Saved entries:
_____

Issue #739, opened 2024-10-24
[Feature] Example notebook for DPK connector


Qiragg:
### Search before asking

- [X] I searched the [issues](https://github.com/IBM/data-prep-lab/issues) and found no similar issues.

### Component

Other

### Feature

We do not have an example notebook demonstrating the use of DPK-connector for doing targeted crawls to support RAG. We would like to provide such an example.

### Are you willing to submit a PR?

- [X] Yes I am willing to submit a PR!

touma-I:
@Qiragg and @sujee to come up with a notebook and submit a PR

touma-I:
Replace with https://github.com/IBM/data-prep-kit/issues/751

PR #740, opened 2024-10-24
Add a notebook demonstrating the use of DPK connector for RAG

Qiragg:

These changes will allow us to demonstrate an end-to-end pipeline starting from the target acquisition of crawled content.

This PR will also update the requirements.txt and utils to support certain functions used during the acquisition.

The notebook uploaded demonstrates the download of only research papers (PDF files) published in NeurIPS 2017 using path_focus and mime_type extraction. The crawled PDFs can be fed further in our RAG pipeline and the rest of the steps remain the same starting from Step 2.2 of https://github.com/IBM/data-prep-kit/blob/dev/examples/notebooks/rag/rag_1A_dpk_process_python.ipynb

The only issue I see is somewhere in the notebook : https://github.com/IBM/data-prep-kit/blob/dev/examples/notebooks/rag/rag_2B_llamaindex_query.ipynb we do queries on the attention mechanism and the granite model. Papers pertaining to those are not downloaded in the notebook but I can make changes to have them be downloaded during the crawl. If I make the change and don't limit the number of downloads, around ~700 PDFs will get downloaded. I don't think it will cause hiccups during the rest of RAG steps but I haven't tested that yet.

Let's use this PR to discuss how can we this notebook fit with the rest of the RAG pipeline and whether any further changes are needed.

https://github.com/IBM/data-prep-kit/issues/739

### DIFF
--- a/examples/notebooks/rag/requirements.txt
+++ b/examples/notebooks/rag/requirements.txt
@@ -2,7 +2,7 @@
 
 data-prep-toolkit-transforms==0.2.1
 data-prep-toolkit-transforms-ray==0.2.1
-
+data-prep-connector==0.2.2.dev1
 deepsearch-toolkit
 
 
@@ -42,6 +42,7 @@ llama-index-vector-stores-milvus
 # --- Utils
 python-dotenv==1.0.0
 humanfriendly
+mimetypes-magic
 
 ## --- Jupyter Utils
 jupyterlab
@@ -51,3 +52,4 @@ ipywidgets
 IProgress
 chardet==5.2.0
 charset-normalizer==3.3.2
+nest-asyncio
--- a/examples/notebooks/rag/rag_1A_dpk_connector_python.ipynb
+++ b/examples/notebooks/rag/rag_1A_dpk_connector_python.ipynb
@@ -1,0 +1,270 @@
+{
+ "cells": [
+  {
+   "cell_type": "markdown",
+   "metadata": {},
+   "source": [
+    "### Before Running the notebook\n",
+    "\n",
+    "Please complete [setting up python dev environment](./setup-python-dev-env.md)"
+   ]
+  },
+  {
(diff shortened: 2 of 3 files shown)


Qiragg:
I noticed that there is a minor bug in the PR. 

This is being executed

```
    if saved_pages<20:
        print(f"Visited url: {url}")
```

even when the visited url count is greater than 20. I will fix that in the next commit after I get feedback on the notebook.

shahrokhDaijavad:
Thanks, @Qiragg. Nice job! I tested your branch by running the Notebook and got the expected output. 58 pages were retrieved, and 18 were downloaded to the input subdirectory. Together with the "attention" and "granite" papers, it is the 20-limit bug that you have noted above. This input directory is now ready to be used by @sujee's process Notebook. Of course, the top part of Notebook (overview section, including the picture) needs to be changed.

examples/notebooks/rag/requirements.txt
```diff
@@ -2,7 +2,7 @@
 
 data-prep-toolkit-transforms==0.2.1
 data-prep-toolkit-transforms-ray==0.2.1
-
+data-prep-connector==0.2.2.dev1
```
hmtbr, line 5: We may want to use the official release version.

```suggestion
data-prep-connector==0.2.2
```

hmtbr (commented):
Good job. One minor comment.

sujee:
My feedback is 

- This is a great utility!
- move it out of the RAG example (I prefer to keep that example simple)
- And release it as another example, downloading HTML files and feeding it to html2pq pipeline.

shahrokhDaijavad:
OK, @sujee. I appreciate that you want to keep the RAG example simple. @Qiragg We can discuss what to call the example, put it parallel to the RAG directory and what to add (pdf2parquet, html2parquet alone or add some other transform) to do something meaningful after the crawl.

PR #742, opened 2024-10-24
Investigate issue with hap failure

touma-I:

Investigate HAP kfp failure


touma-I:
Close PR without Merge. Image file is too big for kfp test

PR #746, opened 2024-10-26
Added exception handling to code quality transform

Param-S:
code quality transform failing when input data length is zero


agoyal26:
@Param-S is this still needed? Can you please ask Shivdeep to review - thanks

_____

Exercise aim: The lines running from the start of the data through the one that contains "The notebook uploaded" should be reproduced exactly, and only those.

Your solution:
Issue #739, opened 2024-10-24
[Feature] Example notebook for DPK connector


Qiragg:
### Search before asking

- [X] I searched the [issues](https://github.com/IBM/data-prep-lab/issues) and found no similar issues.

### Component

Other

### Feature

We do not have an example notebook demonstrating the use of DPK-connector for doing targeted crawls to support RAG. We would like to provide such an example.

### Are you willing to submit a PR?

- [X] Yes I am willing to submit a PR!

touma-I:
@Qiragg and @sujee to come up with a notebook and submit a PR

touma-I:
Replace with https://github.com/IBM/data-prep-kit/issues/751

PR #740, opened 2024-10-24
Add a notebook demonstrating the use of DPK connector for RAG

Qiragg:

These changes will allow us to demonstrate an end-to-end pipeline starting from the target acquisition of crawled content.

This PR will also update the requirements.txt and utils to support certain functions used during the acquisition.

The notebook uploaded demonstrates the download of only research papers (PDF files) published in NeurIPS 2017 using path_focus and mime_type extraction. The crawled PDFs can be fed further in our RAG pipeline and the rest of the steps remain the same starting from Step 2.2 of https://github.com/IBM/data-prep-kit/blob/dev/examples/notebooks/rag/rag_1A_dpk_process_python.ipynb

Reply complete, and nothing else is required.